■ **EXERCISE PROMPT**
Where the records hold the string "aggregate", show the whole line it sits on.

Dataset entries
= = = =

PR #290, opened 2019-02-25
Fix #253 Add licenseMergesUrl also in report goals

### LINKED ISSUE #253: Add licenseMergesUrl also in report goals
Existing report goals:
- third-party-report
- aggregate-third-party-report

does not support licenseMergesUrl like their conterpart:
- add-third-party
- aggregate-add-third-party

elballa:
There is still something missing in this fix #253. It should be included in next release because licenseMergeUrl in not reliable if there is more then one raw in content of file linked by licenseMergeUrl

### DIFF
--- a/src/main/java/org/codehaus/mojo/license/AbstractThirdPartyReportMojo.java
+++ b/src/main/java/org/codehaus/mojo/license/AbstractThirdPartyReportMojo.java
@@ -392,7 +392,7 @@ public abstract class AbstractThirdPartyReportMojo extends AbstractMavenReport
             getLog().warn( "" );
             if ( UrlRequester.isStringUrl( licenseMergesUrl ) )
             {
-                licenseMerges = Arrays.asList( UrlRequester.getFromUrl( licenseMergesUrl ) );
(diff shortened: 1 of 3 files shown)


elballa:
There is still something missing in fix #253. It should be included in next release because licenseMergeUrl in not reliable if there is more then one raw in content of file linked by

src/main/java/org/codehaus/mojo/license/AbstractThirdPartyReportMojo.java
```diff
@@ -392,7 +392,7 @@ protected void init()
             getLog().warn( "" );
             if ( UrlRequester.isStringUrl( licenseMergesUrl ) )
             {
-                licenseMerges = Arrays.asList( UrlRequester.getFromUrl( licenseMergesUrl ) );
+                licenseMerges = Arrays.asList( UrlRequester.getFromUrl( licenseMergesUrl ).split( "\n" ) );
```
ppalaga: `[\n\r]+` would perhaps be safer

elballa: done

= = = =

■ **COMPLETED EXERCISE**
- aggregate-third-party-report
- aggregate-add-third-party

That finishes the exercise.